Fire safety is actually something that it typically emphasized while we are children. Obviously it is not only important for children to be educated early on about fires so that they know what to do in case of a fire, but so that they can carry with them those fire safety lessons into adulthood and hopefully have a life full of fire safety knowledge and positive experiences.
Teaching kids and teens about fire safety can be fun especially if you take a hands-on approach to the task. Fires can be good when they are properly contained and monitored. Fireplaces and barbeques are fine places to enjoy a fire, but remember that no matter the type of fire there is always a possibility that it could get out of control very quickly.
Teaching kids and teens about fire safety should involve starting with the basics about how to prevent a fire from occurring. Teach your children and teens to be able to spot dangerous situations where fire hazards exist. Talk about careful storage of matches and lighters. Teach about electrical fires that can be started by worn-out electrical cords or by having too many cords in a wall socket. It is a fire hazard to have candles burning unattended or to have blankets or other flammable objects by space heaters or hot lamps.
Encourage your children to put their skills to the test and examine their own home for fire safety hazards. If you want to make the task more challenging you can create mock hazards (never set up anything that could be potentially hazardous) around your house and see if your children are able to spot the danger.
Parental involvement in the teaching of kids and teens about fire safety is vital because your children should not be the ones who are responsible for fixing or correcting any hazardous situations that may be present in your home. After all, you do not want them getting hurt. Teach your children that if they see a fire hazard that they should notify you immediately and work with you to remedy the problem.
Parents can encourage their children to give them the reminders that adults often times forget when it comes to home fire safety. Teach your kids about checking smoke detectors regularly to make sure that they are in working order and do not need a battery change. If you do not have a smoke detector at least in every bedroom, make sure that you get one.
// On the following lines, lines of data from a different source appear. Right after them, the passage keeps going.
PR #11332, opened 2022-11-09
feat(artwork): hide next/prev nav when idle

dzucconi:
OK — there's no ticket here; so we can take or leave this. Just wanting to make it so that videos fill the space more optimally, as if they were sized like the images.

Previously we had `70px` of horizontal padding on either side to accommodate the next/previous arrows. This PR does a few things:

* Removes that padding so that the arrows overlay the video directly, just like they currently do on images.
* Changes the blend mode to difference so that they are always visible.
* Extracts the idle detection hook that I used in the deep zoom viewer to hide the nav after a few seconds of inactivity and to redisplay it when you move the cursor.
* Reduced the click area of the arrows so as to not interfere with the video UI.
* Added index support to the progress dashes at the bottom so those go to the figure when clicked.

https://user-images.githubusercontent.com/112297/200911655-b82c95d7-15aa-447e-8094-2806627ed876.mov

### DIFF
--- a/src/Utils/Hooks/useDetectActivity.ts
+++ b/src/Utils/Hooks/useDetectActivity.ts
@@ -1,0 +1,49 @@
+import { throttle } from "lodash"
+import { useEffect, useMemo, useRef, useState } from "react"
+
+interface UseDetectActivity {
+  waitTime: number
+}
+
+/**
+ * Detect when user is idle within a component
+ */
+export const useDetectActivity = (
+  { waitTime }: UseDetectActivity = { waitTime: 2500 }
+) => {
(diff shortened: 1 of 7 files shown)


src/Utils/Hooks/useDetectActivity.ts
```diff
@@ -0,0 +1,49 @@
...
+import { useEffect, useMemo, useRef, useState } from "react"
+
+interface UseDetectActivity {
+  waitTime: number
+}
+
+/**
+ * Detect when user is idle within a component
+ */
+export const useDetectActivity = (
```
damassi, line 11: 👍

damassi (approved):

PR #11336, opened 2022-11-10
feat(TX-875): Implement new 'us accounts only' design

AlicanAkyuz:

This PR solves [TX-875]

### Description

This PR implements the new design for how we display "Us bank accounts only" copy for ACH payment method. 

Screenshot 2022-11-10 at 09 55 09

[TX-875]: https://artsyproduct.atlassian.net/browse/TX-875?atlOrigin=eyJpIjoiNWRkNTljNzYxNjVmNDY3MDlhMDU5Y2ZhYzA5YTRkZjUiLCJwIjoiZ2l0aHViLWNvbS1KU1cifQ

### DIFF
--- a/src/Apps/Order/Routes/Payment/PaymentContent.tsx
+++ b/src/Apps/Order/Routes/Payment/PaymentContent.tsx
@@ -15,9 +15,6 @@ import {
   Tooltip,
   Flex,
 } from "@artsy/palette"
-import styled from "styled-components"
-import { themeGet } from "@styled-system/theme-get"
-
 import { Payment_me$data } from "__generated__/Payment_me.graphql"
 import {
   Payment_order$data,
@@ -112,7 +109,6 @@ export const PaymentContent: FC<Props> = props => {
 
       {/* Credit card */}
       <Collapse open={selectedPaymentMethod === "CREDIT_CARD"}>
-        {/* @ts-ignore RELAY_UPGRADE 13  */}
         <CreditCardPickerFragmentContainer
           commitMutation={commitMutation}
           me={me}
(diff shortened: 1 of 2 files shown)


src/Apps/Order/Routes/Payment/PaymentContent.tsx
```diff
@@ -245,10 +222,10 @@ const getAvailablePaymentMethods = (
           </>
         }
       >
-        <USBankOnlyLabel ml={0.5} variant="xs">
+        <Text ml="24px" variant="xs" color="black60">
```
mdole, line 225: @AlicanAkyuz how would you feel about including this in the `label` (I think we could basically wrap this + the other text in a `Flex`) to avoid having to use a custom `px` margin value that's not in our design system?

rquartararo: @mdole An issue with this is the label has a hover underline that we don't want for description.

rquartararo: Ideally, we would create the option to add an icon to radio labels, but this hasn't been prioritized.

AlicanAkyuz: @mdole yeah that's a good suggestion! we actually thought about this as Rachel pointed out, but it got de-prioritised (it took a lot of back-and-forth discussions to come up with that label in the first place...).

AlicanAkyuz: I'm going to merge this as-is, let's create a ticket on our backlog to do the palette work (if there isn't already one).

mdole: gotcha gotcha. sounds good, thanks!

rquartararo: @AlicanAkyuz this change needs to be added to the design system before it can be added to Palette, so maybe we can create a ticket for design?

rquartararo: @AlicanAkyuz i can do it :)

PR #11339, opened 2022-11-10
fix(images): favors larger on thumbnail components

dzucconi:
Switches to larger for all thumbnail components.


joeyAghion (approved):

dzucconi:
Merging.

PR #11347, opened 2022-11-11
feat(TX-875): Introduce PhoneNumber input to address form

AlicanAkyuz:

This PR solves [TX-875]

### Description

This PR integrate PhoneNumberInput into setting's address form, to be re-used in the checkout flow for adding and editing an address. 

[TX-875]: https://artsyproduct.atlassian.net/browse/TX-875?atlOrigin=eyJpIjoiNWRkNTljNzYxNjVmNDY3MDlhMDU5Y2ZhYzA5YTRkZjUiLCJwIjoiZ2l0aHViLWNvbS1KU1cifQ


src/Apps/Settings/Routes/Shipping/Components/SettingsShippingAddressForm.tsx
```diff
@@ -134,10 +141,39 @@ export const SettingsShippingAddressForm: FC<SettingsShippingAddressFormProps> =
...
         handleBlur,
         setFieldValue,
+        setFieldError,
         isValid,
         isSubmitting,
         submitForm,
       }) => {
+        const handlePhoneNumberChange = async (region, number) => {
+          if (region && number && relayEnvironment) {
+            const phoneInformation = await getPhoneNumberInformation(
```
dzucconi, line 151: Can the component just do this for us?

There's no real reason that consumers of the component should have to perform the query.

The phone number input could also handle the debouncing (if it doesn't already).

AlicanAkyuz: yes debouncing and moving the call to PhoneNumberInput are my next steps. 

the only thing that bothers me is how to access `isValid` property in this component (that we get through `getPhoneNumberInformation`).

dzucconi: Just pass it along in as an argument in some custom `onChange` callback?

AlicanAkyuz: I feel like we need `isValid` here to tell Formik it's ok.

AlicanAkyuz: > Just pass it along in as an argument in some custom onChange callback?

will do! thanks for the idea.

dzucconi:
Working thru a related integrity failure: there should be some kind of network indicator IMO (though this will be difficult to do from a design perspective) as well as consideration for what to do if this times out and how we indicate that state to the user. Design problems. Do we let potentially invalid data thru? Etc.

dzucconi:
We also need to debounce the API calls here. Since this is called on every change they are going to lead to poor performance while typing and erroneous validations since it's going to validate half-typed states.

Plan a fire escape route and practice it. Your older kids can be put in charge of creating and executing fire alarm drills so that your family has an opportunity to practice the escape route and so that there is time to address any problems that may have become apparent during the drill. Remember that there should be two ways of leaving each room of your house (usually the door and the window). If you find that the window is too difficult to open while you are having a fire drill you know to address the problem by fixing the window ahead of time so that in the even of an actual emergency such vital components to the escape plan can be put into action. Another important part of an escape plan is having a safe place away from the house where the family should meet together once everyone has gotten out of the house.
The stop, drop and roll, rule is always an important one to remember as well as the fact that if there is smoke in the room you should stay low to the floor and try to get out of the house as fast and safely as possible.